PR #7516, opened 2026-04-20
[PM-34615] - add SuppressOnboardingInterstitials setting

jaasen-livefront:
## 🎟️ Tracking

https://bitwarden.atlassian.net/browse/PM-34615

## 📔 Objective

Adds a new `SuppressOnboardingInterstitials` global setting to the server as part of PM-34615. When enabled, this setting signals to clients that onboarding interstitials (post-login welcome dialogs, extension install prompts, setup extension redirects, and premium upsell modals) should be suppressed — useful for QA environments where these prompts interfere with automated testing flows.

### Server changes

- Added `SuppressOnboardingInterstitials` boolean property to `GlobalSettings` and `IGlobalSettings`
- Exposed the property via `ServerSettingsResponseModel` (returned from `GET /config` in the `settings` object)
- Added unit tests verifying the value maps correctly through `ConfigResponseModel`


test/Api.Test/Models/Response/ServerSettingsResponseModelTests.cs
shane-melton, line 1: 👍 Thanks for these!

shane-melton (approved):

···

## [What you are asked to do]
Every entry is to be restated exactly, with no line dropped.

## [Exercise result]
PR #7516, opened 2026-04-20
[PM-34615] - add SuppressOnboardingInterstitials setting

jaasen-livefront:
## 🎟️ Tracking

https://bitwarden.atlassian.net/browse/PM-34615

## 📔 Objective

Adds a new `SuppressOnboardingInterstitials` global setting to the server as part of PM-34615. When enabled, this setting signals to clients that onboarding interstitials (post-login welcome dialogs, extension install prompts, setup extension redirects, and premium upsell modals) should be suppressed — useful for QA environments where these prompts interfere with automated testing flows.

### Server changes

- Added `SuppressOnboardingInterstitials` boolean property to `GlobalSettings` and `IGlobalSettings`
- Exposed the property via `ServerSettingsResponseModel` (returned from `GET /config` in the `settings` object)
- Added unit tests verifying the value maps correctly through `ConfigResponseModel`


test/Api.Test/Models/Response/ServerSettingsResponseModelTests.cs
shane-melton, line 1: 👍 Thanks for these!

shane-melton (approved):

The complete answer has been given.